As in deep neural networks are nothing more than a huge set of shallow neural
networks? That's directly contradicted by tons of evidence. See for example
the visualizations in [https://distill.pub/2017/feature-
visualization/](https://distill.pub/2017/feature-visualization/)

Your claim 2 is of course correct, supported by the phenomenon of transfer
learning.

------
Mathnerd314
Discussion on Reddit:
[https://www.reddit.com/r/MachineLearning/comments/85eo8v/r_t...](https://www.reddit.com/r/MachineLearning/comments/85eo8v/r_the_lottery_ticket_hypothesis_training_pruned/)

------
rdlecler1
I think the authors are confused about what’s happening here.
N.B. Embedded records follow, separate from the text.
PR #7581, opened 2023-01-17
feat(speech): adds adaptation samples for V2

telpirion:
This PR (2 of 3) adds the Speech V2 samples for Java.

Canonical samples are [here](https://github.com/googleapis/python-speech/pull/460).


anguillanneuf (changes requested):
The samples look to be missing region tags.

Tests need to be suffixed with IT.java.

If you want to reduce boilerplate code, this is how Pub/Sub does it, but it's up to you -> https://github.com/googleapis/java-pubsub/blob/main/samples/snippets/src/test/java/pubsub/PublisherIT.java

anguillanneuf (approved):

PR #42, opened 2019-11-18
PW-1799: Refactor the plugin front-end code

msilvagarcia:


adyen.php
```diff
@@ -1061,4 +1022,105 @@ private function isSimplePaymentMethod($paymentMethod)
...
+     * @throws \PrestaShop\PrestaShop\Adapter\CoreException
+     */
+    private function registerAdyenJavascript($controller)
+    {
+        /** @var \Adyen\PrestaShop\service\adapter\classes\Controller $controllerAdapter */
+        $controllerAdapter = $this->getService('Adyen\PrestaShop\service\adapter\classes\Controller');
+        $controllerAdapter->setController($controller);
+        if ($this->helper_data->isDemoMode()) {
+            $controllerAdapter->registerJavascript(
+                'adyen-component', // Unique ID
```
cyattilakiss: if this should be a unique ID I would say use: 
```suggestion
                'adyen-checkout-component', // Unique ID
```

adyen.php
```diff
@@ -1061,4 +1022,105 @@ private function isSimplePaymentMethod($paymentMethod)
...
+                \Adyen\PrestaShop\service\Configuration::CHECKOUT_COMPONENT_JS_TEST, // JS path
+                array('server' => 'remote', 'position' => 'bottom', 'priority' => 150) // Arguments
+            );
+            $controllerAdapter->registerJavascript(
+                'adyen-threeDS2Utils', // Unique ID
+                $this->_path . 'views/js/threeds2-js-utils.js', // JS path
+                array('position' => 'bottom', 'priority' => 160) // Arguments
+            );
+            $controllerAdapter->registerStylesheet(
+                'adyen-stylecheckout', // Unique ID
```
cyattilakiss: would use the same uniq id:
IF the css and js has these uniq ids in a different pool
```suggestion
                'adyen-checkout-component', // Unique ID
```

adyen.php
```diff
@@ -679,7 +635,7 @@ public function hookPaymentOptions()
                 'paymentProcessUrl' => $this->context->link->getModuleLink($this->name, 'Payment', array(), true),
                 'threeDSProcessUrl' => $this->context->link->getModuleLink($this->name, 'ThreeDSProcess', array(), true),
                 'prestashop16' => false,
-                'loggedInUser' => !$this->context->customer->is_guest
+                'loggedInUser' => (int)!$this->context->customer->is_guest
```
rikterbeek: is this always a integer ? I could imagine this default value can be overwritten to be any value.

msilvagarcia: The value here would be a boolean

rikterbeek: clear.

PR #46, opened 2019-11-22
[PW-1883] Fix reset functionality for module

cyattilakiss:
Add reset function to handle reset only the parameters option
Fix reset "reset everything" option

It’s not
revealing a subnetwork, you’re removing _spurious_ interactions in the fully
connected ANN thereby visually revealing the functional circuit topology
that’s driving the behavior.

It’s helpful to understand the effect of pruning on artificial gene regulatory
network, another class of ANN but mathematically they follow the same rules:

[https://www.researchgate.net/publication/23151688_Survival_o...](https://www.researchgate.net/publication/23151688_Survival_of_the_sparsest_Robust_gene_networks_are_parsimonious)

------
cosmic_ape
I should say its very easy to construct synthetic datasets on which it is very
clear that the only role of large layers is to supply more opportunities for
the initialization to get it right.

So, not much surprise there. But they claim they can extract the smaller
subnet, which could be useful. Except they only provide experiments with very
small nets so far, as the comments on reddit point out.